— Task instructions —
Identify all lines of the data containing the string "OpOverrides" and copy them.

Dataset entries
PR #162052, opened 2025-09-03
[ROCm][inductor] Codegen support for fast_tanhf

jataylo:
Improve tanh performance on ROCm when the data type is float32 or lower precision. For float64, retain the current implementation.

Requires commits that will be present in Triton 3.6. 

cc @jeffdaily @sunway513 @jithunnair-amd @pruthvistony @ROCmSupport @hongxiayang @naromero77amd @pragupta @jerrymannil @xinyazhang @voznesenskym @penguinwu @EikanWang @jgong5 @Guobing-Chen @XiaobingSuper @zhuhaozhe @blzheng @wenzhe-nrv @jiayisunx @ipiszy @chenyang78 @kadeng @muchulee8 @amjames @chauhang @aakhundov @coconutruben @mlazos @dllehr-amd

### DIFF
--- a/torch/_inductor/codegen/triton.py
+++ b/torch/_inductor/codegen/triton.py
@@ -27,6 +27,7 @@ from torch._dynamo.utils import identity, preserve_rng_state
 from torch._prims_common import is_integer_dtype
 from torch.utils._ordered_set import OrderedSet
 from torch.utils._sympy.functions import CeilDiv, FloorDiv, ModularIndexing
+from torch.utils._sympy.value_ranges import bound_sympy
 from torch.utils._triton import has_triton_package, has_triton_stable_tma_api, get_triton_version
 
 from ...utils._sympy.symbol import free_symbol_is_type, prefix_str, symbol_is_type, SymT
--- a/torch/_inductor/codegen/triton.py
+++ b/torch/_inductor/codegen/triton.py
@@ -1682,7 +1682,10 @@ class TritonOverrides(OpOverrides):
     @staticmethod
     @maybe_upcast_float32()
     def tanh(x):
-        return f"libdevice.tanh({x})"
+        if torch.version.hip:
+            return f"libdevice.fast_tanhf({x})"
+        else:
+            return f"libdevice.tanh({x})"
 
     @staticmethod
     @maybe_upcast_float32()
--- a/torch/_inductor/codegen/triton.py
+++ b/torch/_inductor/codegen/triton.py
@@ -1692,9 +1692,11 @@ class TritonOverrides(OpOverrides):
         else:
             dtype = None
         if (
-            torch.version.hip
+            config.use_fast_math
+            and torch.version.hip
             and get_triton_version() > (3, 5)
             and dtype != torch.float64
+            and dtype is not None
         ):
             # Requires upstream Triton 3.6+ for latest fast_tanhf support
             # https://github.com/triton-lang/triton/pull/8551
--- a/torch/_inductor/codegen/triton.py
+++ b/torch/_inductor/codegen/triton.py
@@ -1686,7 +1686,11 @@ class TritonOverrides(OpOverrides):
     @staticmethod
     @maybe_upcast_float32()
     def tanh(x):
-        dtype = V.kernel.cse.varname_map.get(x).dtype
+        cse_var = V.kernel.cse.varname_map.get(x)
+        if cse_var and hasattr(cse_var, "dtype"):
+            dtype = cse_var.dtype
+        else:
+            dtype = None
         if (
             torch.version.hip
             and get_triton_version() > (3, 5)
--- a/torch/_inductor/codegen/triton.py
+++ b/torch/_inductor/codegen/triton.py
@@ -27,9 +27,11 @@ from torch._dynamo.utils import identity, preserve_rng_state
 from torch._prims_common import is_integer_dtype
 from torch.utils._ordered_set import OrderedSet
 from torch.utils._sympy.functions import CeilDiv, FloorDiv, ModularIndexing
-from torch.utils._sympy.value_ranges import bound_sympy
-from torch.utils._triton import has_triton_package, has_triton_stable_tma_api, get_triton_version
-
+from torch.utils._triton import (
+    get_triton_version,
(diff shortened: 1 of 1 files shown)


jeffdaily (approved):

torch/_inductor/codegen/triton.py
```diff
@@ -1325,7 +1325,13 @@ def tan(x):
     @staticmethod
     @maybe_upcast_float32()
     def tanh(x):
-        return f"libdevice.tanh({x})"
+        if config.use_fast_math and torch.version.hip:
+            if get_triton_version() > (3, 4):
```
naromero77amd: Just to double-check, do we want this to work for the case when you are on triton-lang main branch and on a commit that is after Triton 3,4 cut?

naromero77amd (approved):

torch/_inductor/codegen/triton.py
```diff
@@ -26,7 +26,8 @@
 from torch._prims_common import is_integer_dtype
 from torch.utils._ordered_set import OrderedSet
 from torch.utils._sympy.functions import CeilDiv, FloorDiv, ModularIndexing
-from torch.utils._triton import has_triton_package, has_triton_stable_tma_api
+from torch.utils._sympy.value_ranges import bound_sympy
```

— Answer box —
@@ -1682,7 +1682,10 @@ class TritonOverrides(OpOverrides):
@@ -1692,9 +1692,11 @@ class TritonOverrides(OpOverrides):
@@ -1686,7 +1686,11 @@ class TritonOverrides(OpOverrides):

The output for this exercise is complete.